> WHAT TO WORK ON
Lines with the string "verifying" are to be identified in the listing and copied.

> DATA SHOWN
"""
PR #76, opened 2024-07-14
Exporting the Merged Cell : Exports the merged cell properly with testcase to verify the scenario

varuntumbe:
What is the enhancement ?

>> Currently the project can only load the merged cells from xlsx file, exporting the merged cells was not supported. This PR addresses this issue.

How it has been done ?

>> Small patch of code has been added to _get_worksheet_xml_ function where we export the merged cells in xml.

What is the UT ?

>> Testcase covers the basic scenario where, we load the already existed xlsx file ( containing the merged cell ) and we export the same file to different name. Later we compare the xml block of each files and validate.

### DIFF
--- a/xlsx/src/export/test/test_export.rs
+++ b/xlsx/src/export/test/test_export.rs
@@ -78,38 +78,6 @@ fn test_values() {
     }
 }
 
-// This test verifies whether exporting the
-// merged cells functionality is happening
-// properly or not.
-
-// This test is bit unconventional from the 
-// other tests as it first loads the excell
-// having the merged cell and exports it to 
-// anothe xlsx and verifies whether merged
-// cell node is same in both of the xlsx file
-#[test]
-fn test_exporting_merged_cells(){
-    let expected_merge_cell_ref;
-    let got_merge_cell_ref;
-    let temp_file_name = "temp_file_test_export_merged_cells.xlsx";
-    {
-        // loading the xlsx file containing merged cells
-        let example_file_name = "tests/example.xlsx";
-        let mut model = load_from_xlsx(example_file_name, "en", "UTC").unwrap();
-        expected_merge_cell_ref = model.workbook.worksheets.get(0).unwrap().merge_cells.clone();
-        // exporting and saving it in another xlsx
-        model.evaluate();
-        save_to_xlsx(&model, temp_file_name).unwrap();
-    }
-    //loading the previous file back and verifying whether
-    //merged cells got exported properly or not
-    let temp_model = load_from_xlsx(temp_file_name, "en", "UTC").unwrap();
-    got_merge_cell_ref = temp_model.workbook.worksheets.get(0).unwrap().merge_cells.clone();
-    assert_eq!(expected_merge_cell_ref, got_merge_cell_ref);
-
-    fs::remove_file(temp_file_name).unwrap();
-}
-
 #[test]
 fn test_formulas() {
     let mut model = new_empty_model();
--- a/xlsx/src/export/test/test_export.rs
+++ b/xlsx/src/export/test/test_export.rs
@@ -78,6 +78,38 @@ fn test_values() {
     }
 }
 
+// This test verifies whether exporting the
+// merged cells functionality is happening
+// properly or not.
+
+// This test is bit unconventional from the 
+// other tests as it first loads the excell
+// having the merged cell and exports it to 
+// anothe xlsx and verifies whether merged
+// cell node is same in both of the xlsx file
+#[test]
+fn test_exporting_merged_cells(){
+    let expected_merge_cell_ref;
+    let got_merge_cell_ref;
+    let temp_file_name = "temp_file_test_export_merged_cells.xlsx";
+    {
+        // loading the xlsx file containing merged cells
+        let example_file_name = "tests/example.xlsx";
+        let mut model = load_from_xlsx(example_file_name, "en", "UTC").unwrap();
+        expected_merge_cell_ref = model.workbook.worksheets.get(0).unwrap().merge_cells.clone();
+        // exporting and saving it in another xlsx
+        model.evaluate();
+        save_to_xlsx(&model, temp_file_name).unwrap();
+    }
+    //loading the previous file back and verifying whether
+    //merged cells got exported properly or not
+    let temp_model = load_from_xlsx(temp_file_name, "en", "UTC").unwrap();
+    got_merge_cell_ref = temp_model.workbook.worksheets.get(0).unwrap().merge_cells.clone();
+    assert_eq!(expected_merge_cell_ref, got_merge_cell_ref);
+
+    fs::remove_file(temp_file_name).unwrap();
+}
+
 #[test]
 fn test_formulas() {
     let mut model = new_empty_model();
--- a/xlsx/src/export/worksheets.rs
+++ b/xlsx/src/export/worksheets.rs
@@ -13,7 +13,7 @@
 //!   <v>1</v>
 //! </c>
 //! Formula in F6 would then be 'A6+C6'
-use std::collections::HashMap;
+use std::{collections::HashMap, fmt::format};
 
 use itertools::Itertools;
 
@@ -59,6 +59,7 @@ pub(crate) fn get_worksheet_xml(
 ) -> String {
     let mut sheet_data_str: Vec<String> = vec![];
     let mut cols_str: Vec<String> = vec![];
+    let mut merged_cells_str: Vec<String> = vec![];
 
     for col in &worksheet.cols {
         // <col min="4" max="4" width="12" customWidth="1"/>
@@ -241,6 +242,15 @@ pub(crate) fn get_worksheet_xml(
         ))
     }
     let sheet_data = sheet_data_str.join("");
+
+    for (_ind,merge_cell_ref) in worksheet.merge_cells.iter().enumerate(){
+        merged_cells_str.push(format!(
+            "<mergeCell ref=\"{merge_cell_ref}\"/>"
+        ))
+    }
+    let merged_cells_count = merged_cells_str.len();
+    let merged_cells = merged_cells_str.join("");
+
     let cols = cols_str.join("");
     let cols = if cols.is_empty() {
         "".to_string()
@@ -295,6 +305,9 @@ xmlns:r=\"http://schemas.openxmlformats.org/officeDocument/2006/relationships\">
   <sheetData>\
   {sheet_data}\
   </sheetData>\
+  <mergeCells count=\"{merged_cells_count}\">\
+  {merged_cells}\
+  </mergeCells>\
 </worksheet>"
     )
 }
--- a/xlsx/src/export/worksheets.rs
+++ b/xlsx/src/export/worksheets.rs
@@ -243,11 +243,10 @@ pub(crate) fn get_worksheet_xml(
     }
     let sheet_data = sheet_data_str.join("");
 
-    for (_ind, merge_cell_ref) in worksheet.merge_cells.iter().enumerate() {
+    for merge_cell_ref in worksheet.merge_cells.clone() {
         merged_cells_str.push(format!("<mergeCell ref=\"{merge_cell_ref}\"/>"))
     }
     let merged_cells_count = merged_cells_str.len();
-    let merged_cells = merged_cells_str.join("");
 
     let cols = cols_str.join("");
     let cols = if cols.is_empty() {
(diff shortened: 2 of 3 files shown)


xlsx/src/export/worksheets.rs
```diff
@@ -295,6 +305,9 @@ xmlns:r=\"http://schemas.openxmlformats.org/officeDocument/2006/relationships\">
   <sheetData>\
   {sheet_data}\
   </sheetData>\
+  <mergeCells count=\"{merged_cells_count}\">\
```
nhatcher: if `merged_cell_count` is `0` I think we should not add this at all.

xlsx/src/export/test/test_export.rs
```diff
@@ -78,6 +78,38 @@ fn test_values() {
     }
 }
 
+// This test verifies whether exporting the
+// merged cells functionality is happening
+// properly or not.
+
+// This test is bit unconventional from the
```
nhatcher: Isn't this test quite similar to

https://github.com/ironcalc/IronCalc/blob/main/xlsx/tests/test.rs#L52-L95

?

nhatcher: Also I think this is more of an _integration_ test than a unit test, that's why it is probably better suited in that folder.

nhatcher (changes requested):
Brilliant, I added a couple of minor comments.

xlsx/src/export/test/test_export.rs
```diff
@@ -78,6 +78,38 @@ fn test_values() {
...
+
+// This test is bit unconventional from the 
+// other tests as it first loads the excell
+// having the merged cell and exports it to 
+// anothe xlsx and verifies whether merged
+// cell node is same in both of the xlsx file
+#[test]
+fn test_exporting_merged_cells(){
+    let expected_merge_cell_ref;
+    let got_merge_cell_ref;
```
nhatcher: You don't need to declare  `got_merge_cell_ref` here. You can just do this at the point where it is defined. You do need to declare `expected_merge_cell_ref` because it is defined in a place with a smaller scope. One handsome thing you can do is:

```rust
    let expected_merged_cell_ref = {
        // loading the xlsx file containing merged cells
        let example_file_name = "tests/example.xlsx";
        let mut model = load_from_xlsx(example_file_name, "en", "UTC").unwrap();
        let merged_cell_ref = model.workbook.worksheets.get(0).unwrap().merge_cells.clone();
        // exporting and saving it in another xlsx
        model.evaluate();
        save_to_xlsx(&model, temp_file_name).unwrap();
        merged_cell_ref
    }
```

But that's not needed (I'm not even sure I like it!)

xlsx/src/export/worksheets.rs
varuntumbe: Refactored the code to where only when merged_cell_count greater than 0, xml block gets added

xlsx/src/export/test/test_export.rs
varuntumbe: Got it, moved this testcase to test/ folder + added a case to which checks the 0 merged cell count scenarios

xlsx/src/export/test/test_export.rs
varuntumbe: Understood. This does look clean.

xlsx/src/export/worksheets.rs
```diff
@@ -280,6 +288,16 @@ pub(crate) fn get_worksheet_xml(
...
     }
 
+    let merge_cells_section = if merged_cells_count > 0 {
+        format!(
+            "<mergeCells count=\"{merged_cells_count}\">{merged_cells}</mergeCells>",
+            merged_cells_count = merged_cells_count,
+            merged_cells = merged_cells
+        )
+    } else {
+        String::new()
```
nhatcher: This is correct but `"".to_string()` is what we use elsewhere.

xlsx/tests/test.rs
```diff
@@ -334,3 +334,72 @@ fn no_export() {
...
+        // exporting and saving it in another xlsx
+        model.evaluate();
+        save_to_xlsx(&model, temp_file_name).unwrap();
+        expected_merge_cell_ref
+    };
+    {
+        let mut temp_model = load_from_xlsx(temp_file_name, "en", "UTC").unwrap();
+        {
+            //loading the previous file back and verifying whether
+            //merged cells got exported properly or not
```
nhatcher: Please add a space between `//` and `merged ..`. Same in the comment above.

xlsx/tests/test.rs
```diff
@@ -334,3 +334,72 @@ fn no_export() {
     }
     fs::remove_dir_all(&dir).unwrap();
 }
+
+// This test verifies whether exporting the
+// merged cells functionality is happening
+// properly or not.
+// it first loads the excell
```
nhatcher: Capital `It`. Also you are free to use more space horizontally.

xlsx/src/export/worksheets.rs
```diff
@@ -280,6 +288,16 @@ pub(crate) fn get_worksheet_xml(
         }
     }
 
+    let merge_cells_section = if merged_cells_count > 0 {
+        format!(
+            "<mergeCells count=\"{merged_cells_count}\">{merged_cells}</mergeCells>",
+            merged_cells_count = merged_cells_count,
+            merged_cells = merged_cells
```
nhatcher: This is great but it doesn't match the style I have been doing everywhere:
```rust
    let merge_cells_section = if merged_cells_count > 0 {
        format!(
            "<mergeCells count=\"{}\">{}</mergeCells>",
            merged_cells_count,  merged_cells_str.join("")  )
    } else {
        "".to_string()
    }
```
You don't  need to define `merged_cells` at all. Also I think we should escape all strings.
See producing xlm by hand is dangerous. All strings that come from a user should be escaped `escape_xml(...)`

xlsx/src/export/worksheets.rs
```diff
@@ -241,6 +242,13 @@ pub(crate) fn get_worksheet_xml(
         ))
     }
     let sheet_data = sheet_data_str.join("");
+
+    for (_ind, merge_cell_ref) in worksheet.merge_cells.iter().enumerate() {
```
nhatcher: Can't you just do  `for merge_cell_ref in worksheet.merge_cells {`?

nhatcher (changes requested):
Almost there!

xlsx/src/export/worksheets.rs
varuntumbe: Done

xlsx/tests/test.rs
varuntumbe: okay noted and done

xlsx/tests/test.rs
varuntumbe: Done

xlsx/src/export/worksheets.rs
varuntumbe: Understood.
removed merged_cells
string escaping added.

Noted the escape_xml() routine.

xlsx/src/export/worksheets.rs
varuntumbe: Cannot directly use` for merge_cell_ref in worksheet.merge_cells {` as merge_cells is Vec of String,  String gets moved. so doing` for merge_cell_ref in worksheet.merge_cells.clone() {` instead

xlsx/tests/test.rs
```diff
@@ -334,3 +334,68 @@ fn no_export() {
...
+                .merge_cells
+                .clone();
+            assert_eq!(expected_merge_cell_ref, *got_merge_cell_ref);
+            fs::remove_file(temp_file_name).unwrap();
+        }
+        {
+            // this block is to verify that if there are no
+            // merged cells, exported xml should not have the
+            // <mergeCells/> xml node
+            temp_model
```
nhatcher, line 379: This is fine, but I think we probably should use an (not yet existing) API  call for this

xlsx/src/export/worksheets.rs
nhatcher: Are the string escaped properly?

xlsx/src/export/worksheets.rs
nhatcher: Maybe you can use: `for merge_cell_ref in &worksheet.merge_cells{`? The idea is not to allocate if we don't have to.

nhatcher (commented):
Very last round!

nhatcher:
(ignore the coverage failure)

xlsx/src/export/worksheets.rs
varuntumbe: Oops yes, noted and changed

xlsx/tests/test.rs
varuntumbe: ohh okay. Let me know if its necessary, I can  implement get and clear functions for merged cells in worksheet

xlsx/src/export/worksheets.rs
varuntumbe: `        format!(
            "<mergeCells count=\"{}\">{}</mergeCells>",
            merged_cells_count,
            merged_cells_str.join("")
        )`

This has escaped string right ? '"' is escaped with ' \\' and other than this, I dont see any strings which needs escaping.

xlsx/tests/test.rs
varuntumbe: I have added a commit which has APIs for get and clear on merge cells. if not needed, will revert the last commit.

xlsx/src/export/worksheets.rs
nhatcher: No, `merged_cells_str.join("")` is itself a string and it is not properly escaped. The string could be something like (it's called xml injection):

```
</mergeCells><some_tag_that_does_something_nasty/>
```

I caused the problem in the first first when I decided to build the xml by hand. That is almost always a bad idea precisely because of this issue. I am not a friend of dependencies and while we do use an external parser to _load_ the xml we build the xml by hand. This does mean we have to be extra careful when building the xml. All strings must be correctly, you can use:

https://github.com/ironcalc/IronCalc/blob/main/xlsx/src/export/escape.rs#L81

for this mater.

xlsx/tests/test.rs
nhatcher: Hi @varuntumbe, no no need to do this just yet. I think it is fine if we use the json structure for the purposes of this PR.
Let's deal with the correct API for merge cell on a separate commit.  Thanks!

nhatcher (changes requested):
Hi @varuntumbe, we are almost there. But yes, please remove the API calls, we will add them shortly in your next PR!

One more question, have you tested that the generated files open correctly with Excel?

varuntumbe:
> Hi @varuntumbe, we are almost there. But yes, please remove the API calls, we will add them shortly in your next PR!
> 
> One more question, have you tested that the generated files open correctly with Excel?


Okay @nhatcher , removed the last 2 commits ( containing the API calls ). 

Yes I have opened the file and excel and verified.  Screen shot is below.

image

xlsx/tests/test.rs
varuntumbe: Got it Thanks @nhatcher

xlsx/src/export/worksheets.rs
varuntumbe: Apologies for dragging this further,

I tried using the above function ( escape_xml ) on 

`merged_cells_str.join("")`

escaped string o/p : ` "<mergeCells count=\"2\">&lt;mergeCell &quot;ref&quot;=&quot;K7:L10&quot;/&gt;&lt;mergeCell &quot;ref&quot;=&quot;H18:J20&quot;/&gt;</mergeCells>"` 

But getting below error in testcase, when I try to load the same xlsx file again

``Result::unwrap()` on an `Err` value: Xml("Missing \"ref\" XML attribute")`

Plus when I open the exported xlsx file, merged cells are not coming in excel.

I understood purpose of using escaping of xml ( thanks to you ! ), Will this be necessary here ? Because these strings wont be coming from user right ? These strings are made by application and exporting it. Plus the exported XML should have not have these symbols ( &lt, &qut etc ) right ?

Let me know how I can resolve this.

Thanks,
Varun

nhatcher: Oh yeah, that wouldn't work :). The `escape_xml` escapes the content inside xml, here we would want to escape an attribute. Now the attribute you are reading from an existing string that has already been imported from Excel. This string should be a range like: `A1:C3`. I have some thouhts about this:

* we shouldn't store strings in the internal structure, maybe we can store already the parsed range?
* this also has implications when importing. So we should import and parse the merge cells ranges

I think to move forward we can merge this as it is (no pun intended) since it is consistent with the importing mechanism.
In an upcoming PR we should fix this though. Either marking cells as part of a merged cells structure or having the merged cells.

By the way your mechanism will work, you just need to escape each of the strings in the refs:

```rust
    for merge_cell_ref in &worksheet.merge_cells {
        merged_cells_str.push(format!("<mergeCell ref=\"{}\"/>", escape_xml(merge_cell_ref)))
    }
```

But let's not do that this time around, we will eventually build that string ourselves from numbers, so there will be no escaping needed.
Many thanks!

nhatcher (approved):
LGTM!

xlsx/src/export/worksheets.rs
varuntumbe: Understood, I will resolve the conversation here. In the next PR, Lets add this work item as well .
"""
> ANSWER BOX
-    //loading the previous file back and verifying whether
+    //loading the previous file back and verifying whether
+            //loading the previous file back and verifying whether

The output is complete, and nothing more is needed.